▸ **HOW TO COMPLETE THIS TASK**
The answer must consist of each line below that holds the word "msaikun", copied as it stands.

TASK INPUTS: Begin

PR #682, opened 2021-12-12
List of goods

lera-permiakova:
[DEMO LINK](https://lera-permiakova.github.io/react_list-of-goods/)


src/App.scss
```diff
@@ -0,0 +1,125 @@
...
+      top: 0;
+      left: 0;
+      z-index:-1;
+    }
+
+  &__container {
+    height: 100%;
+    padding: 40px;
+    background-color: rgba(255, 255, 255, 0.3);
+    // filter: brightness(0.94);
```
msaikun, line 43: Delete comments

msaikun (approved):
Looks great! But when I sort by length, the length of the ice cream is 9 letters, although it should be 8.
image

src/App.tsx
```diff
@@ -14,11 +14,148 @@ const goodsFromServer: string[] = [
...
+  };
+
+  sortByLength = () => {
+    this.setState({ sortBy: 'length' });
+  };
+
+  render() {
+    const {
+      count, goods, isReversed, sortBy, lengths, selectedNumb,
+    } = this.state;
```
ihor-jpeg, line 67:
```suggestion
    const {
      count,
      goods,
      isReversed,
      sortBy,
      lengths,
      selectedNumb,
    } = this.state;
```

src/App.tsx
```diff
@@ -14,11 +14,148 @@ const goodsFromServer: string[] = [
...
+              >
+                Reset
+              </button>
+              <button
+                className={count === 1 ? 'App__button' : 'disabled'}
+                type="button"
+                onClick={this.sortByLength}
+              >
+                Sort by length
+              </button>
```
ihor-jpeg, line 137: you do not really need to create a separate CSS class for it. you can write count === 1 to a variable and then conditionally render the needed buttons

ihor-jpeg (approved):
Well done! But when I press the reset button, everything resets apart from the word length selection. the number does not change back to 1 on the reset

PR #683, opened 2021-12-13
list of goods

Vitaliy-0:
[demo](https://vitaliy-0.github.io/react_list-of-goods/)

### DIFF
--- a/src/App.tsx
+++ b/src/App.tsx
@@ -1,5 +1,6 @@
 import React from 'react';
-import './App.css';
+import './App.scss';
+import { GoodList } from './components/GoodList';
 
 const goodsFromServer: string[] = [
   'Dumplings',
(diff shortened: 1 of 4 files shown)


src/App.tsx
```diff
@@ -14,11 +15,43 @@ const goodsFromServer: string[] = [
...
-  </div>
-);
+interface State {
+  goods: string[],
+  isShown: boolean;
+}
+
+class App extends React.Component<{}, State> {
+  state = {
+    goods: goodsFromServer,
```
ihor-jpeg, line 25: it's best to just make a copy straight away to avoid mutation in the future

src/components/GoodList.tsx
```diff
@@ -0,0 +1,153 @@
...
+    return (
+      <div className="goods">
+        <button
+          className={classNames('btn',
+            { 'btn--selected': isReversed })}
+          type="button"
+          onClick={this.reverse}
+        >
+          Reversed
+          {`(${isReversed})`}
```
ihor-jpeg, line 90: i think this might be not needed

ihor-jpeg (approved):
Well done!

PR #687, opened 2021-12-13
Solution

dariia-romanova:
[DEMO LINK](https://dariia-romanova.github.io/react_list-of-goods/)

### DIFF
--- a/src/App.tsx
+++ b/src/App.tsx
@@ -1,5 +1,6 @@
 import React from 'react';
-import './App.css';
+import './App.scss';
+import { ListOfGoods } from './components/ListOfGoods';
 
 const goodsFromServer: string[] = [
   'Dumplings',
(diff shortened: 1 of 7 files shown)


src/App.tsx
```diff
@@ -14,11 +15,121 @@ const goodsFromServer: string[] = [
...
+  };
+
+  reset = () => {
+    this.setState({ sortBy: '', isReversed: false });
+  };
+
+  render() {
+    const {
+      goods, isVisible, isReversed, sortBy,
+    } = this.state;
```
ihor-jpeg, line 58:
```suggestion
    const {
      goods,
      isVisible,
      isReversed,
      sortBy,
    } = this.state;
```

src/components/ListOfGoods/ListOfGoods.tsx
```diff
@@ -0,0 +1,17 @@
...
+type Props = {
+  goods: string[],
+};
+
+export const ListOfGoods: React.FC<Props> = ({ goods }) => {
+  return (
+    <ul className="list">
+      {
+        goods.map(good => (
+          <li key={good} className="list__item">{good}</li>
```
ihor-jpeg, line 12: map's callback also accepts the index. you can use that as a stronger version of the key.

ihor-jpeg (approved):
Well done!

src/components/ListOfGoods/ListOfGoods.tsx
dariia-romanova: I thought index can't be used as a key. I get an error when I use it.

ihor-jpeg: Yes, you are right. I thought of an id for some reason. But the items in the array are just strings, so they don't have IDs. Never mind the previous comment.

TASK INPUTS: End

▸ **SOLUTION TO THIS TASK**
msaikun, line 43: Delete comments
msaikun (approved):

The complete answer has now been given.